- [THE TASK]
Go through the entries below and copy each line containing the word "should".

- [DATA FOR REVIEW]
○ ○ ○
PR #1547, opened 2024-09-18
EL-1721 New civmeans7 form (other income fields)

willc-work:
[Jira ticket](https://dsdmoj.atlassian.net/browse/EL-1721)

## What changed and why

Add new PDF and mapping file
update the specs
update the generate_form_key method to simplify 

## Checklist


app/lib/controlled_work_mappings/civ_means_7_new.yml
```diff
@@ -0,0 +1,457 @@
...
+      yes_value: "Yes"
+      no_value: "No"
+
+    # "The client's assets (held in sole name or jointly held) have been claimed by the opponent"
+    - name: Assets claimed by opponent
+      type: boolean_radio
+      source: smod_assets?
+      yes_value: "Yes"
+      no_value: "No"
+- section: smod_capital
```
HettieS, line 55: maybe add a space between the two sections for readability like you have for the other sections

app/lib/controlled_work_mappings/civ_means_7_new.yml
```diff
@@ -0,0 +1,457 @@
...
+    # Valuables (SMOD)
+    - name: FillText55
+      type: text
+      source: smod_valuables
+
+    # Total capital part A (SMOD)
+    - name: FillText101
+      type: text
+      source: smod_total_capital
+- section: capital
```
HettieS, line 136: space here too

app/lib/controlled_work_mappings/civ_means_7_new.yml
```diff
@@ -0,0 +1,457 @@
...
+      type: text
+      source: client_property_lodger_income
+
+    # Other Income / Client
+    - name: otherincome_client
+      type: text
+      source: client_other_income
+
+    # Benefits & Tax Credits / Partner
+    - name: benefits_partner
```
HettieS, line 293: I'm wondering if these partner fields should go in the partner income section (line 402) but to be honest I'm not sure!

spec/factories/session.rb
```diff
@@ -83,19 +83,6 @@
       national_insurance { 112 }
     end
 
-    trait :with_other_income do
```
HettieS, line 86: is there a reason why you have deleted this trait?

HettieS (approved):
approved with small comments!

spec/factories/session.rb
willc-work: I had used it then removed it, then found it was not in use, the one place it was being used in a spec it wasn't actually required for the spec. So I figured it should be removed if it wasnt being used and it didnt warrant its own ticket or PR.

app/lib/controlled_work_mappings/civ_means_7_new.yml
willc-work: I like grouping them this way as they are next to eachother on the CW form, but I understand why it might be better to move them. I will mull it over a bit.

PR #1550, opened 2024-09-20
EL-1745 Check Answers display

willc-work:
[Jira ticket](https://dsdmoj.atlassian.net/browse/EL-1745)

## What changed and why

Added a check to see if we are responding to an EE gross income result
If we are we display only relevant sections on Check ANswers

## Checklist

### DIFF
--- a/app/services/check_answers/section_lister_service.rb
+++ b/app/services/check_answers/section_lister_service.rb
@@ -26,15 +26,22 @@ module CheckAnswers
           else
             pre = [
               Sections::Dependants.new(check),
-              Sections::ClientIncome.new(check),
-            ]
-            post = [Sections::Outgoings.new(check)]
+              # Simplecov is showing that check.under_eighteen_assets? is not being covered by a test
+              # we have tests in spec/flows/under_eighteen_flow_spec.rb that check with and without under_eighteen_assets
+              # :nocov:
+              (Sections::ClientIncome.new(check) if !check.under_eighteen? || check.aggregated_means? || check.under_eighteen_regular_income? || check.under_eighteen_assets?),
+              # :nocov:
+            ].compact
+
+            post = check.gross_early_eligibility_exit? ? [] : [Sections::Outgoings.new(check)]
             finance_sections = if check.partner?
-                                 pre + [Sections::PartnerIncome.new(check)] + post
+                                 pre + (check.gross_early_eligibility_exit? ? [] : [Sections::PartnerIncome.new(check)]) + post
                                else
                                  pre + post
                                end
-            non_finance_sections + finance_sections + assets
+            assets_sections = check.gross_early_eligibility_exit? ? [] : assets
+
+            non_finance_sections + finance_sections + assets_sections
           end
         end
       end
--- a/spec/flows/early_result_spec.rb
+++ b/spec/flows/early_result_spec.rb
@@ -33,6 +33,19 @@ RSpec.describe "Early result journey", type: :feature do
       fill_in_other_income_screen_with_friends_and_family
       fill_in_ineligible_gross_income_screen(choice: "Skip remaining questions")
       confirm_screen("check_answers")
+      expect(all(".govuk-summary-card__title").map(&:text))
+        .to eq(
+          ["Client age",
+           "Partner and passporting",
+           "Level of help",
+           "Type of matter",
+           "Type of immigration or asylum matter",
+           "Number of dependants",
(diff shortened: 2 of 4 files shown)


app/services/check_answers/section_lister_service.rb
```diff
@@ -28,13 +28,15 @@ def call(session_data)
               Sections::Dependants.new(check),
               Sections::ClientIncome.new(check),
             ]
-            post = [Sections::Outgoings.new(check)]
+            post = check.gross_early_eligibility_exit? ? [] : [Sections::Outgoings.new(check)]
             finance_sections = if check.partner?
                                  pre + [Sections::PartnerIncome.new(check)] + post
```
MazOneTwoOne, line 33: I think we also have to put in a ternary operator here, for the partner income i.e

`pre + (check.gross_early_eligibility_exit? ? [] : [Sections::PartnerIncome.new(check)]) + post`

We are showing these screens even though user did not fill those questions in.

MazOneTwoOne (commented):
Just the one query. 

Also, do we need to put in a bunch of flow tests?

app/services/check_answers/section_lister_service.rb
willc-work: thanks good spot, I think I was just expecting to see income questions.

willc-work:
@MazOneTwoOne re [this comment](https://github.com/ministryofjustice/laa-check-client-qualifies/pull/1550#pullrequestreview-2318622289) I am not keen on the idea of adding a bunch of tests to check what displays given that UATing it will confirm that for us without the ongoing overhead of running 3 or 4 tests to cover the variations needed for this bug. If the bug was more serious then tests may be required.

MazOneTwoOne:
> @MazOneTwoOne re [this comment](https://github.com/ministryofjustice/laa-check-client-qualifies/pull/1550#pullrequestreview-2318622289) I am not keen on the idea of adding a bunch of tests to check what displays given that UATing it will confirm that for us without the ongoing overhead of running 3 or 4 tests to cover the variations needed for this bug. If the bug was more serious then tests may be required.

Maybe not a bunch of tests, but at least we should update this spec `spec/flows/early_result_spec.rb` to cover the new behaviour (technically the existing behaviour we should have had)?

It may stop us adding in a similar regression.

MazOneTwoOne (approved):

app/services/check_answers/section_lister_service.rb
```diff
@@ -26,15 +26,22 @@ def call(session_data)
...
             pre = [
               Sections::Dependants.new(check),
-              Sections::ClientIncome.new(check),
-            ]
-            post = [Sections::Outgoings.new(check)]
+              # Simplecov is showing that check.under_eighteen_assets? is not being covered by a test
+              # we have tests in spec/flows/under_eighteen_flow_spec.rb that check with and without under_eighteen_assets
+              # :nocov:
+              (Sections::ClientIncome.new(check) if !check.under_eighteen? || check.aggregated_means? || check.under_eighteen_regular_income? || check.under_eighteen_assets?),
+              # :nocov:
```
MazOneTwoOne, line 33: @willc-work this feels risky 🤔

spec/flows/early_result_spec.rb
```diff
@@ -32,8 +32,47 @@
...
+    #            "Type of matter",
+    #            "Type of immigration or asylum matter",
+    #            "Number of dependants",
+    #            "Employment status",
+    #            "Client employment income 1",
+    #            "Client benefits",
+    #            "Client other income"],
+    #           )
+    # end
+
```
MazOneTwoOne, line 75: @willc-work did we mean to leave this commented out?

app/services/check_answers/section_lister_service.rb
willc-work: we have tests that cover both sides of under 18 assets and the associated views, so I think i have mitigated the risk as well as possible without spending more time understanding why simplecov isnt counting this as coverage

spec/flows/early_result_spec.rb
willc-work: removed now., this was to test if adding income values triggered the coverage, it doesnt

app/services/check_answers/section_lister_service.rb
MazOneTwoOne: Happy to leave like this. But maybe we make a separate ticket for this, so this doesn't get lost?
○ ○ ○
- [EXERCISE OUTPUT]
HettieS, line 293: I'm wondering if these partner fields should go in the partner income section (line 402) but to be honest I'm not sure!
willc-work: I had used it then removed it, then found it was not in use, the one place it was being used in a spec it wasn't actually required for the spec. So I figured it should be removed if it wasnt being used and it didnt warrant its own ticket or PR.
Maybe not a bunch of tests, but at least we should update this spec `spec/flows/early_result_spec.rb` to cover the new behaviour (technically the existing behaviour we should have had)?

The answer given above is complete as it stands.